## WHAT THIS TASK INVOLVES
Only the number is needed. Please count the lines below in which the word "ahouseholder" occurs.

___ RECORDED INFORMATION

PR #606, opened 2024-07-11
Resolve part of Feature/issue 602 to add schemaVersion field

### LINKED ISSUE #602: Add schemaVersion field as required to Decision Point schema and Decision Point Group schema for the next version.

sei-vsarvepalli:
We also need to update the schema files to allow for schemaVersion to be an available field. This may require later changes to all the data/json/decision_points/*.json files also. But moving these changes slowly to ensure we have something in "public" branch that exposes remote URL's for schema validations.

- resolves #602

### DIFF
--- a/data/json/decision_points/automatable_2_0_0.json
+++ b/data/json/decision_points/automatable_2_0_0.json
@@ -1,7 +1,7 @@
 {
-  "schemaVersion": "1-0-1",
   "namespace": "ssvc",
   "version": "2.0.0",
+  "schemaVersion": "1-0-1",
   "key": "A",
   "name": "Automatable",
   "description": "Can an attacker reliably automate creating exploitation events for this vulnerability?",
--- a/data/json/decision_points/automatable_2_0_0.json
+++ b/data/json/decision_points/automatable_2_0_0.json
@@ -1,4 +1,5 @@
 {
+  "schemaVersion": "1-0-1",
   "namespace": "ssvc",
   "version": "2.0.0",
   "key": "A",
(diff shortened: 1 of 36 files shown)


sei-vsarvepalli:
the additional generated JSON looks fine. One assumption that I have made is when schemaVersion is updated to 1-0-2, all the schemas (3 at this time but may be as many as 6 possible schemas) may need to get a new release. This means it is possible that we only changed Decision_Point_Value_Selection schema to add `references` field, but all other schemas will also say get an 1-0-2 schemaVersion update. This is how the code is written, will this be a concern? We can override it per schema, there are benefits for one way or another of doing this schemaVersion which we should discuss.

ahouseholder:
> One assumption that I have made is when schemaVersion is updated to 1-0-2, all the schemas (3 at this time but may be as many as 6 possible schemas) may need to get a new release. This means it is possible that we only changed Decision_Point_Value_Selection schema to add `references` field, but all other schemas will also say get an 1-0-2 schemaVersion update. This is how the code is written, will this be a concern? We can override it per schema, there are benefits for one way or another of doing this schemaVersion which we should discuss.

I think this is okay for now (as in, I'm okay with waiting until it's actually a problem for us to make it a problem).

ahouseholder (approved):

______

## REPLY
2